• _Provided entries_
PR #557, opened 2025-04-01
update CMAKE min version

mosfet80:
cmake 3.0 is deprecated. 
You need to upgrade to 3.5 (minimum supported version in cmake 4.0)

### DIFF
--- a/CMakeLists.txt
+++ b/CMakeLists.txt
@@ -1,4 +1,4 @@
-cmake_minimum_required(VERSION 3.0)
+cmake_minimum_required(VERSION 3.10)
 
 set(COIN_MAJOR_VERSION 4)
 set(COIN_MINOR_VERSION 0)
--- a/CMakeLists.txt
+++ b/CMakeLists.txt
@@ -1,4 +1,4 @@
-cmake_minimum_required(VERSION 3.10)
+cmake_minimum_required(VERSION 3.0)
 
 set(COIN_MAJOR_VERSION 4)
 set(COIN_MINOR_VERSION 0)
--- a/CMakeLists.txt
+++ b/CMakeLists.txt
@@ -1,4 +1,4 @@
-cmake_minimum_required(VERSION 3.10)
+cmake_minimum_required(VERSION 3.5)
 
 set(COIN_MAJOR_VERSION 4)
 set(COIN_MINOR_VERSION 0)
--- a/src/coin-config.cmake.in
+++ b/src/coin-config.cmake.in
@@ -1,4 +1,4 @@
-cmake_minimum_required(VERSION 2.8.12)
+cmake_minimum_required(VERSION 3.10)
 
 # Have a look at VTKConfig.cmake.in, especially regarding UseVTK.cmake
 # https://github.com/Kitware/VTK/blob/master/CMake/VTKConfig.cmake.in
--- a/src/coin-config.cmake.in
+++ b/src/coin-config.cmake.in
@@ -1,4 +1,4 @@
-cmake_minimum_required(VERSION 3.0)
+cmake_minimum_required(VERSION 3.10)
 
 # Have a look at VTKConfig.cmake.in, especially regarding UseVTK.cmake
 # https://github.com/Kitware/VTK/blob/master/CMake/VTKConfig.cmake.in
--- a/src/coin-config.cmake.in
+++ b/src/coin-config.cmake.in
@@ -1,4 +1,4 @@
-cmake_minimum_required(VERSION 3.10)
+cmake_minimum_required(VERSION 3.5)
 
 # Have a look at VTKConfig.cmake.in, especially regarding UseVTK.cmake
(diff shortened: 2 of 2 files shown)


VolkerEnderlein:
Thank you for the PR. I was not aware about the upcoming deprecation in CMake version 4.0. According to [CMake documentation](https://cmake.org/cmake/help/latest/release/4.0.html#deprecated-and-removed-features) a command `cmake_minimum_required(VERSION 3.0...3.29)` is the preferred way to work with both obsoleted and current versions. 3.29 is the last version I checked explicitly. If you'll change your PR to this line I happily accept it.

mosfet80:
> Thank you for the PR. I was not aware about the upcoming deprecation in CMake version 4.0. According to [CMake documentation](https://cmake.org/cmake/help/latest/release/4.0.html#deprecated-and-removed-features) a command `cmake_minimum_required(VERSION 3.0...3.29)` is the preferred way to work with both obsoleted and current versions. 3.29 is the last version I checked explicitly. If you'll change your PR to this line I happily accept it.

https://cmake.org/cmake/help/latest/release/3.31.html

[Deprecated and Removed Features](https://cmake.org/cmake/help/latest/release/3.31.html#id14)
Compatibility with versions of CMake older than 3.10 is now deprecated and will be removed from a future version.

VolkerEnderlein:
The CMake release notes [link](https://cmake.org/cmake/help/latest/release/4.0.html#deprecated-and-removed-features) and the `cmake_minimum_required` [documentation](https://cmake.org/cmake/help/latest/command/cmake_minimum_required.html#cmake-minimum-required) exactly propose the syntax I mentioned for supporting both newer *and* older CMake versions.

mosfet80:
The link you cite states that cmake versions < 3.5 have been removed.
Boost version 1.83 also requires cmake 3.5.
https://github.com/boostorg/boost/blob/boost-1.83.0/CMakeLists.txt

In order to support old and new version of cmake I propose to update to version 3.5

Thank you for your availability to review

mosfet80:
I would like to point out that when github compiling "C.I." on ubuntu, it fails because of the incompatibility with cmake 4.

CMake Error at CMakeLists.txt:1 (cmake_minimum_required):
  Compatibility with CMake < 3.5 has been removed from CMake.

https://github.com/coin3d/coin/actions/runs/14204262087/job/39798140761

One of these decisions can be made to solve the problem:
# not to support cmake 4 
# impose cmake3.5 as the minimum version.
# add  into cmake -DCMAKE_POLICY_VERSION_MINIMUM=3.5

VolkerEnderlein:
The failing calls to CMake tell three ways how to solve the issue. 

```
  Compatibility with CMake < 3.5 has been removed from CMake.

  Update the VERSION argument <min> value.  Or, use the <min>...<max> syntax
  to tell CMake that the project requires at least <min> but has been updated
  to work with policies introduced by <max> or earlier.

  Or, add -DCMAKE_POLICY_VERSION_MINIMUM=3.5 to try configuring anyway.
```

And instead of raising the minimum required version I prefer the **`<min>...<max>`** syntax to keep backwards compatibility.

oursland:
I have attempted to alter the line to `cmake_minimum_required(VERSION 3.0..3.29)` as suggested and it results in the following output:

```
CMake Error at .pixi/envs/default/lib/cmake/Coin-4.0.3/coin-config.cmake:1 (cmake_minimum_required):
  Compatibility with CMake < 3.5 has been removed from CMake.

  Update the VERSION argument <min> value.  Or, use the <min>...<max> syntax
  to tell CMake that the project requires at least <min> but has been updated
  to work with policies introduced by <max> or earlier.

  Or, add -DCMAKE_POLICY_VERSION_MINIMUM=3.5 to try configuring anyway.
Call Stack (most recent call first):
  cMake/FreeCAD_Helpers/SetupCoin3D.cmake:12 (find_package)
  CMakeLists.txt:109 (SetupCoin3D)
```

It would appear that the minimum version does need to be at 3.5 or above, which was confirmed locally.  @mosfet80's PR appears necessary.

VolkerEnderlein:
You need to add three `.` between min and max numbers so it must read `3.0...3.29` to work properly. The `cmake_minimum_required` documentation mentions the exact reasons for this somewhat unusual syntax.

oursland:
@VolkerEnderlein Oh geez, yes the missing `.` was responsible for the failure.  My use of `cmake_minimum_required(VERSION 3.0...3.31)` functions as expected.

VolkerEnderlein:
@tritao @oursland @mosfet80  I am going to apply the proposed changes in a different PR as there was no timely reaction of the OP and the FreeCAD dev is stalled.

VolkerEnderlein:
The latest CMake video had a section how to prepare your package to support CMake 4.0. It advised to use exactly the syntax I was preferring.
[See here](https://www.youtube.com/watch?v=TESpxsilA1k&ab_channel=Kitware) at 27:35

cxwx:
It's time to mv to cmake4.0

PR #2001, opened 2026-07-23
fix(agent): reconcile aliased skill targets by identity

shadowfax92:
## Summary
- reconcile managed BrowserClaw skills by physical skill-root identity so harness aliases share one safe installation
- migrate compatible schema-v1 records while preserving foreign destinations, including retargeted legacy aliases
- point BrowserClaw dev and dogfood launchers at the checked-in Rust app resource root

## Design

• _Exercise brief_
Show the lines in the entries above that include the string "Error".

• _The answer_
CMake Error at CMakeLists.txt:1 (cmake_minimum_required):
CMake Error at .pixi/envs/default/lib/cmake/Coin-4.0.3/coin-config.cmake:1 (cmake_minimum_required):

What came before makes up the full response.